Question

Express the van der Waals equation of state as a virial expansion in powers of 1/Vm and obtain expressions for B and C in terms of the parameters a and b. The expansion you will need is (1 − x)−1 = 1 + x + x2 + … . Measurements on argon gave B = −21.7 cm3 mol−1 and C = 1200 cm6 mol−2 for the virial coefficients at 273 K. What are the values of a and b in the corresponding van der Waals equation of state?

Answer 1

Answer:

$PV_{m} = RT[1 + (b-\frac{a}{RT})\frac{1}{V_{m} } + \frac{b^{2} }{V^{2} _{m} } + ...]$

B = b -a/RT

C = b^2

a = 1.263 atm*L^2/mol^2

b = 0.03464 L/mol

Explanation:

In the given question, we need to express the van der Waals equation of state as a virial expansion in powers of 1/Vm and obtain expressions for B and C in terms of the parameters a and b. Therefore:

Using the van deer Waals equation of state:

$P = \frac{RT}{V_{m}-b } - \frac{a}{V_{m} ^{2} }$

With further simplification, we have:

$P = RT[\frac{1}{V_{m}-b } - \frac{a}{RTV_{m} ^{2} }]$

Then, we have:

$P = \frac{RT}{V_{m} } [\frac{1}{1-\frac{b}{V_{m} } } - \frac{a}{RTV_{m} }]$

Therefore,

$PV_{m} = RT[(1-\frac{b}{V_{m} }) ^{-1} - \frac{a}{RTV_{m} }]$

Using the expansion:

$(1-x)^{-1} = 1 + x + x^{2} + ....$

Therefore,

$PV_{m} = RT[1+\frac{b}{V_{m} }+\frac{b^{2} }{V_{m} ^{2} } + ... -\frac{a}{RTV_{m} }]$

Thus:

$PV_{m} = RT[1 + (b-\frac{a}{RT})\frac{1}{V_{m} } + \frac{b^{2} }{V^{2} _{m} } + ...]$           equation (1)

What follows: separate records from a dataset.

PR #2147, opened 2022-01-11
macOS: Composition Event

komi1230:
This is related to #1497.

To make IME work fine in all languages, we should add new event for composition as discussed in #1497 and #2119.
This PR defines enum variant `Composition` and implement it in macOS.

I found some effort in #1404. (Thanks, @garasubo)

Using the virial equation of state:

$P = RT[\frac{1}{V_{m} }+ \frac{B}{V_{m} ^{2}}+\frac{C}{V_{m} ^{3} }+ ...]$

Thus:

$PV_{m} = RT[1+ \frac{B}{V_{m} }+ \frac{C}{V_{m} ^{2} } + ...]$     equation (2)

Comparing equations (1) and (2), we have:

B = b -a/RT

C = b^2

Using the measurements on argon gave B = −21.7 cm3 mol−1 and C = 1200 cm6 mol−2 for the virial coefficients at 273 K.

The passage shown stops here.